As you dont follow any of the 5k's (from your other msg's), you are by definition not a Sikh. If you did have some of the 5k's it shows that you are  trying to be one at least. 

"_Has anyone been enlightened so far? Tell me..._"

You are lost in your own world. You obiviously neednt read books of Gursikhs life stories or met any Gursikhs (I havent met any too but am reading their books and their lives). Books on Gursikhs such as Bhai Randhir Singh Ji aamong many others.

This shows that you have not BOTHERED to read mine or probably others advice to you.

"_I think the Sikh Gurus were aware of the truth, and people just taken it the wrong way. Sikh gurus were pure concious, thats all in life there is to be learnt, to have pure concious, that means respect everything, religion comes and goes! And yes kaur sister, you are being ignorant. The Sikh gurus were truth and bliss from god. They were one with god, they didnt have to create a religion, Guru nanak didnt even have to create a religion, but guru ji created a religion because there was a time and place for it, it was needed. Religion was what god wanted at that time to settle the differences between muslims and hindus. Guru Nanak dev ji even knew of it, that religion is not needed, but guruji had to because his enlightened experience with god told guru ji to come up with a religion. And Guru Gobind singh ji came up with what the people of india needed to keep them going as the guru knew that these people will never understand pure concious, so they had to carry on the religion. Right now, i think there are so many sikhs, trying to get enlightened, because theres nothing else for them that makes them happy. They get bored, so they decide to make something their everything._"

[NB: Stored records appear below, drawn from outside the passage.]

PR #1456, opened 2022-02-23
test(gh-actions): enable auto-merge on all approved PRs

platten:


npmccallum:
@platten I think we want `test(gh-actions)` since `fix` describes a user-facing fix to be included in the release notes.

platten:
> @platten I think we want `test(gh-actions)` since `fix` describes a user-facing fix to be included in the release notes.

Addressed.

platten:
I think that one more thing that needs to happen here is to make sure that the `pr/auto-merge` action is not run until all of the other checks pass. Also I need to check if this action will fail if auto-merge is already enabled for a particular repository.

Waffling on as usual. Like a pendulum. You are definately lost in *"duality*" and have massive "*doubt*" in you. Look up the meaning of "doubt" in the english dictionary.

" _Just be yourself in life, be as pure as you can. Dont stick to one thing, otherwise you dont learn in life. Be yourself!!_"

Hmmm..Its a Sikh Forum. So try and be a good Sikh and pure as a khalsa one day (which I am also trying to achieve). 

"_And what are you talking about! You get too excited, just cos some old people say to you you shouldnt listen to saints and yogis etc you say they are wrong. To many people been telling you too much not to do this, not to do that._"

What people are telling me what?. I dont think I need people to tell me this. It doesnt need a *genius* to work this out. You only need God given common  sense to work it out. Only the strong minded Sikh ie with no doubt in the believe of SGGSJ and Gurbani can in my opinion watch this type of programs of 'this and that baba's' without being brainwashed. In my opinion from your various comments on your believe and Sikhi (again I say *Sikhi because this a Sikh forum site*) I would catergorise you in the lost sheep category.

" _They dont knw themselves what they are on about, they dont think before they actually say anything. We dont copy yogis etc, we get ideas from them, right now, do you even feel comfortable of what you are doing kaur ji Tell me?_"

Actually I know for a fact that I do 'think'  and am quite comfortable with what I am saying.
Why cant you first get ideas from SIKH Gurbani then get ideas from 'this and that baba's'.. 
I say its pure laziness on your part.

"_Your saying so much things against other things and just because you follow sikhism you say you are right? WOW! Thats what you call sticking to one thing and not growing!!"_

Its a Sikh forum site and I am hear to learn more about the meaning of Gurbani, Sikh issues among the many  topics here.

"_Dont think people understand the guru granth sahib ji properly! Sometimes when you are i total bliss you may exagerate things! Just to make people comfortable, because people ask to much and get to many answers_"

I am a Sikh - a learner. I dont think in my life time I will be able to understand all of the sacred gurbani in SGGSJ. I am just a manmukh trying to be a gurmukh. 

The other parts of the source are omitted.